Material for this task →
PR #699, opened 2026-09-10
feat: add SDDM theme as optional installer module

### LINKED ISSUE #632: feat: Add SDDM theme as optional installer module
## Summary

I built an SDDM theme for Caelestia ([caelestia-sddm](https://github.com/aroaxinping/caelestia-sddm)) and want to add it as an optional toggle in the installer.

## What it does

Two theme variants, full and mini. The full one has a clock, system info, tech quotes, and avatar. The mini one is a centered login card.

Wallpaper, colors, and avatar sync automatically through the Caelestia CLI posthook. Video wallpapers work too. Qt6/QML, runs on Wayland.

## How the integration would work

A new toggle `INSTALL_SDDM` in `menu.json` under Appearance, off by default. A new script `05-sddm-theme.sh` that clones the repo and installs the theme. An entry in `Runner.cpp` to run the step.

The theme repo stays separate, the dots installer just points to it.

PR is ready, will open when this gets the green light.

aroaxinping:
Material You themed SDDM login screen. The Caelestia lockscreen covers KDE's lock but not the display manager, so a reboot or logout shows the default SDDM greeter. This adds a matching login screen with wallpaper and color sync.

Theme source is included under src/sddm/ (full and mini variants, sync script, templates). The install script copies the selected theme to /usr/share/sddm/themes/caelestia, sets up the posthook for auto-sync, and creates a sudoers drop-in for passwordless sync.

Toggled with INSTALL_SDDM in Appearance (off by default, on in Full profile).

| Full | Mini |
|:---:|:---:|
|  |  |

**Files changed**

src/sddm/ — full and mini theme source, sync script
scripts/05-sddm-theme.sh — install step
installer/menu.json — INSTALL_SDDM toggle
installer/src/Runner.cpp — step entry and skip logic

Closes #632


aroaxinping:
@0xSolanaceae updated, theme source is now committed under src/sddm/ instead of pulling from an external repo at install time.

src/sddm/themes/full/assets/google-sans-flex/GoogleSansFlex.ttf
0xSolanaceae, line 1: this is duplicate, we already have it in the repo

scripts/05-sddm-theme.sh
```diff
@@ -0,0 +1,119 @@
...
+
+echo
+echo ""
+info "Installing Caelestia SDDM theme"
+echo ""
+
+THEME_NAME="caelestia"
+INSTALL_DIR="/usr/share/sddm/themes/$THEME_NAME"
+SYNC_SCRIPT="$INSTALL_DIR/scripts/sync.sh"
+THEME_SOURCE="$SRC_DIR/themes/full"
```
0xSolanaceae: I see nothing here that provides the user the choice to switch between full and mini, it looks like you just hardcode full. `themes/mini/` doesn't look like it's touched

scripts/05-sddm-theme.sh
```diff
@@ -0,0 +1,119 @@
...
+
+if [[ ! -d "$THEME_SOURCE" ]]; then
+    die "SDDM theme source not found at $THEME_SOURCE"
+fi
+
+# Dependencies (arch only for now)
+if [[ "${BASE_DISTRO:-}" == "arch" ]]; then
```
0xSolanaceae, line 41: the Qt6 deps are only installed on Arch. On Fedora or Debian this block is skipped entirely, but line 77 still writes `Current=caelestia` and line 119 still prints "SDDM theme installed", with nothing having checked that the theme can actually run. should this fail early on non-Arch, or handle the other distros like the other step scripts do?

scripts/05-sddm-theme.sh
```diff
@@ -0,0 +1,119 @@
...
+ok "SDDM config drop-in created."
+
+# Posthook registration
+POSTHOOK_CMD="sudo $SYNC_SCRIPT --posthook"
+CLI_JSON="$HOME/.config/caelestia/cli.json"
+
+if command -v python3 &>/dev/null; then
+    python3 - "$CLI_JSON" "$POSTHOOK_CMD" <<'PYEOF'
+import json, sys, os
+cli_path, hook_cmd = sys.argv[1], sys.argv[2]
```
0xSolanaceae, line 139: this whole section assigns postHook unconditionally for the wallpaper and theme sections, so any hook the user already had is silently replaced. Worth preserving or merging it. Also, when python3 is missing the whole block is skipped, but line 119 still reports success.

scripts/05-sddm-theme.sh
```diff
@@ -0,0 +1,119 @@
...
+    config[section]["postHook"] = hook_cmd
+os.makedirs(os.path.dirname(cli_path), exist_ok=True)
+with open(cli_path, "w") as f:
+    json.dump(config, f, indent=4)
+PYEOF
+    ok "Posthook registered in cli.json"
+fi
+
+# Passwordless sudo for sync
+SUDOERS_FILE="/etc/sudoers.d/caelestia-sddm-sync"
```
0xSolanaceae, line 164: this creates a permanent NOPASSWD root grant at install time. The target path is root owned so the blast radius is limited, but nothing removes it later, since uninstall.sh is untouched here. Could uninstall remove this?

scripts/05-sddm-theme.sh
```diff
@@ -0,0 +1,119 @@
...
+fi
+
+# Initial sync
+if caelestia_sudo "$SYNC_SCRIPT"; then
+    ok "Initial sync complete."
+else
+    warn "Initial sync had warnings (non-fatal)."
+fi
+
+ok "SDDM theme installed."
```
0xSolanaceae: this prints even when posthook reg was skipped for missing python3, please gate this success message to see if it actually did install it

src/sddm/themes/mini/assets/google-sans-flex/GoogleSansFlex.ttf
0xSolanaceae, line 1: this is duplicated again

src/sddm/sync.sh
```diff
@@ -0,0 +1,206 @@
...
+    fi
+
+    if ! sudo -H -u "$REAL_USER" head -c "$((max_bytes + 1))" -- "$src" | cat > "$read_tmp"; then
+        fail_cleanup
+        return
+    fi
+
+    actual_size="$(stat -c '%s' "$read_tmp")"
+
+    if [ "$actual_size" -gt "$max_bytes" ]; then
```
0xSolanaceae: the code standard in repo is to use double square brackets for code security reasons, please convert [ to [[

src/sddm/sync.sh
```diff
@@ -0,0 +1,206 @@
...
+if [ -z "$REAL_HOME" ] || [ "$REAL_HOME" = "/" ]; then
+    echo "ERROR: Could not determine a valid home directory for $REAL_USER." >&2
+    exit 1
+fi
+
+CAEL_STATE="$REAL_HOME/.local/state/caelestia"
+THEME_DIR="/usr/share/sddm/themes/caelestia"
+
+# Clear SDDM greeter QML cache
+rm -rf /var/lib/sddm/.cache/sddm-greeter-qt6
```
0xSolanaceae: This runs on every posthook, so every wallpaper or theme change wipes `/var/lib/sddm/.cache/sddm-greeter-qt6`. that doesn't seem to be intentional

src/sddm/sync.sh
```diff
@@ -0,0 +1,206 @@
...
+# 4. Sync Wallpaper LAST
+WALLPAPER_SRC="$CAEL_STATE/wallpaper/current"
+MAX_WALLPAPER_BYTES=$((50 * 1024 * 1024))
+MAX_VIDEO_WALLPAPER_BYTES=$((250 * 1024 * 1024))
+WALLPAPER_DEST="$THEME_DIR/assets/background"
+
+# Video wallpapers are synced with a proper extension (needed for SDDM to recognize it)
+if command -v file >/dev/null 2>&1; then
+    WALLPAPER_MIME="$(sudo -H -u "$REAL_USER" file -b --mime-type -L "$WALLPAPER_SRC" 2>/dev/null || true)"
+    case "$WALLPAPER_MIME" in
```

Work to be completed →
None of the records may be omitted; each is to be printed exactly.

Answer area →
PR #699, opened 2026-09-10
feat: add SDDM theme as optional installer module

### LINKED ISSUE #632: feat: Add SDDM theme as optional installer module
## Summary

I built an SDDM theme for Caelestia ([caelestia-sddm](https://github.com/aroaxinping/caelestia-sddm)) and want to add it as an optional toggle in the installer.

## What it does

Two theme variants, full and mini. The full one has a clock, system info, tech quotes, and avatar. The mini one is a centered login card.

Wallpaper, colors, and avatar sync automatically through the Caelestia CLI posthook. Video wallpapers work too. Qt6/QML, runs on Wayland.

## How the integration would work

A new toggle `INSTALL_SDDM` in `menu.json` under Appearance, off by default. A new script `05-sddm-theme.sh` that clones the repo and installs the theme. An entry in `Runner.cpp` to run the step.

The theme repo stays separate, the dots installer just points to it.

PR is ready, will open when this gets the green light.

aroaxinping:
Material You themed SDDM login screen. The Caelestia lockscreen covers KDE's lock but not the display manager, so a reboot or logout shows the default SDDM greeter. This adds a matching login screen with wallpaper and color sync.

Theme source is included under src/sddm/ (full and mini variants, sync script, templates). The install script copies the selected theme to /usr/share/sddm/themes/caelestia, sets up the posthook for auto-sync, and creates a sudoers drop-in for passwordless sync.

Toggled with INSTALL_SDDM in Appearance (off by default, on in Full profile).

| Full | Mini |
|:---:|:---:|
|  |  |

**Files changed**

src/sddm/ — full and mini theme source, sync script
scripts/05-sddm-theme.sh — install step
installer/menu.json — INSTALL_SDDM toggle
installer/src/Runner.cpp — step entry and skip logic

Closes #632


aroaxinping:
@0xSolanaceae updated, theme source is now committed under src/sddm/ instead of pulling from an external repo at install time.

src/sddm/themes/full/assets/google-sans-flex/GoogleSansFlex.ttf
0xSolanaceae, line 1: this is duplicate, we already have it in the repo

scripts/05-sddm-theme.sh
```diff
@@ -0,0 +1,119 @@
...
+
+echo
+echo ""
+info "Installing Caelestia SDDM theme"
+echo ""
+
+THEME_NAME="caelestia"
+INSTALL_DIR="/usr/share/sddm/themes/$THEME_NAME"
+SYNC_SCRIPT="$INSTALL_DIR/scripts/sync.sh"
+THEME_SOURCE="$SRC_DIR/themes/full"
```
0xSolanaceae: I see nothing here that provides the user the choice to switch between full and mini, it looks like you just hardcode full. `themes/mini/` doesn't look like it's touched

scripts/05-sddm-theme.sh
```diff
@@ -0,0 +1,119 @@
...
+
+if [[ ! -d "$THEME_SOURCE" ]]; then
+    die "SDDM theme source not found at $THEME_SOURCE"
+fi
+
+# Dependencies (arch only for now)
+if [[ "${BASE_DISTRO:-}" == "arch" ]]; then
```
0xSolanaceae, line 41: the Qt6 deps are only installed on Arch. On Fedora or Debian this block is skipped entirely, but line 77 still writes `Current=caelestia` and line 119 still prints "SDDM theme installed", with nothing having checked that the theme can actually run. should this fail early on non-Arch, or handle the other distros like the other step scripts do?

scripts/05-sddm-theme.sh
```diff
@@ -0,0 +1,119 @@
...
+ok "SDDM config drop-in created."
+
+# Posthook registration
+POSTHOOK_CMD="sudo $SYNC_SCRIPT --posthook"
+CLI_JSON="$HOME/.config/caelestia/cli.json"
+
+if command -v python3 &>/dev/null; then
+    python3 - "$CLI_JSON" "$POSTHOOK_CMD" <<'PYEOF'
+import json, sys, os
+cli_path, hook_cmd = sys.argv[1], sys.argv[2]
```
0xSolanaceae, line 139: this whole section assigns postHook unconditionally for the wallpaper and theme sections, so any hook the user already had is silently replaced. Worth preserving or merging it. Also, when python3 is missing the whole block is skipped, but line 119 still reports success.

scripts/05-sddm-theme.sh
```diff
@@ -0,0 +1,119 @@
...
+    config[section]["postHook"] = hook_cmd
+os.makedirs(os.path.dirname(cli_path), exist_ok=True)
+with open(cli_path, "w") as f:
+    json.dump(config, f, indent=4)
+PYEOF
+    ok "Posthook registered in cli.json"
+fi
+
+# Passwordless sudo for sync
+SUDOERS_FILE="/etc/sudoers.d/caelestia-sddm-sync"
```
0xSolanaceae, line 164: this creates a permanent NOPASSWD root grant at install time. The target path is root owned so the blast radius is limited, but nothing removes it later, since uninstall.sh is untouched here. Could uninstall remove this?

scripts/05-sddm-theme.sh
```diff
@@ -0,0 +1,119 @@
...
+fi
+
+# Initial sync
+if caelestia_sudo "$SYNC_SCRIPT"; then
+    ok "Initial sync complete."
+else
+    warn "Initial sync had warnings (non-fatal)."
+fi
+
+ok "SDDM theme installed."
```
0xSolanaceae: this prints even when posthook reg was skipped for missing python3, please gate this success message to see if it actually did install it

src/sddm/themes/mini/assets/google-sans-flex/GoogleSansFlex.ttf
0xSolanaceae, line 1: this is duplicated again

src/sddm/sync.sh
```diff
@@ -0,0 +1,206 @@
...
+    fi
+
+    if ! sudo -H -u "$REAL_USER" head -c "$((max_bytes + 1))" -- "$src" | cat > "$read_tmp"; then
+        fail_cleanup
+        return
+    fi
+
+    actual_size="$(stat -c '%s' "$read_tmp")"
+
+    if [ "$actual_size" -gt "$max_bytes" ]; then
```
0xSolanaceae: the code standard in repo is to use double square brackets for code security reasons, please convert [ to [[

src/sddm/sync.sh
```diff
@@ -0,0 +1,206 @@
...
+if [ -z "$REAL_HOME" ] || [ "$REAL_HOME" = "/" ]; then
+    echo "ERROR: Could not determine a valid home directory for $REAL_USER." >&2
+    exit 1
+fi
+
+CAEL_STATE="$REAL_HOME/.local/state/caelestia"
+THEME_DIR="/usr/share/sddm/themes/caelestia"
+
+# Clear SDDM greeter QML cache
+rm -rf /var/lib/sddm/.cache/sddm-greeter-qt6
```
0xSolanaceae: This runs on every posthook, so every wallpaper or theme change wipes `/var/lib/sddm/.cache/sddm-greeter-qt6`. that doesn't seem to be intentional

src/sddm/sync.sh
```diff
@@ -0,0 +1,206 @@
...
+# 4. Sync Wallpaper LAST
+WALLPAPER_SRC="$CAEL_STATE/wallpaper/current"
+MAX_WALLPAPER_BYTES=$((50 * 1024 * 1024))
+MAX_VIDEO_WALLPAPER_BYTES=$((250 * 1024 * 1024))
+WALLPAPER_DEST="$THEME_DIR/assets/background"
+
+# Video wallpapers are synced with a proper extension (needed for SDDM to recognize it)
+if command -v file >/dev/null 2>&1; then
+    WALLPAPER_MIME="$(sudo -H -u "$REAL_USER" file -b --mime-type -L "$WALLPAPER_SRC" 2>/dev/null || true)"
+    case "$WALLPAPER_MIME" in
```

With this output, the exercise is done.